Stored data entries
+++++

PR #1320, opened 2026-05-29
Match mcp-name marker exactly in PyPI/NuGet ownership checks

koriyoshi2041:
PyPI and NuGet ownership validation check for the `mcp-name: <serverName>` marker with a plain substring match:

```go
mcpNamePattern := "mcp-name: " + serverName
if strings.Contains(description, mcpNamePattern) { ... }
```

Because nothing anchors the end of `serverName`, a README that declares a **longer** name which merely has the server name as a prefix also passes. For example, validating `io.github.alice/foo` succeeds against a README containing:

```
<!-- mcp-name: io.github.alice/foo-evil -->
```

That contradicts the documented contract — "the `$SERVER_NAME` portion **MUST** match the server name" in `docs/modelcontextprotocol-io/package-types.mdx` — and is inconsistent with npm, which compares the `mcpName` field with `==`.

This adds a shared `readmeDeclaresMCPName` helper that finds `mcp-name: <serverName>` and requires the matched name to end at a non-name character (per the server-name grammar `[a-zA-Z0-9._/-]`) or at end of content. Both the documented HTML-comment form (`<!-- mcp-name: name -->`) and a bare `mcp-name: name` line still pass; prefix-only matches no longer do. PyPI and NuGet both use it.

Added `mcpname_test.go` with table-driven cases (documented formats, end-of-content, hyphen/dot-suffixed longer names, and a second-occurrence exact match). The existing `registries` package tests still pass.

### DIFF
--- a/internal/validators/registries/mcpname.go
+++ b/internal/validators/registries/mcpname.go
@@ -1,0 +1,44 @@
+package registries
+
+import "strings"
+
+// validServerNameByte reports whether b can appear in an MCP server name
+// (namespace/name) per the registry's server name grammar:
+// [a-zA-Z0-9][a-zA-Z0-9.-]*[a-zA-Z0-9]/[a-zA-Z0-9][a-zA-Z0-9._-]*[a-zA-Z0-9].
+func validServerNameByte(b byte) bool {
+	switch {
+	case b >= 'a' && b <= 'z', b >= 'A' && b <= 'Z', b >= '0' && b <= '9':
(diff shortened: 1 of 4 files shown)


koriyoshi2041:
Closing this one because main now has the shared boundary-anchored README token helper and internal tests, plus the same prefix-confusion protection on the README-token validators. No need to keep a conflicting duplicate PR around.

+++++

The answer must be every line from the records above that contains the word "validators", copied out.

--- a/internal/validators/registries/mcpname.go
+++ b/internal/validators/registries/mcpname.go
Closing this one because main now has the shared boundary-anchored README token helper and internal tests, plus the same prefix-confusion protection on the README-token validators. No need to keep a conflicting duplicate PR around.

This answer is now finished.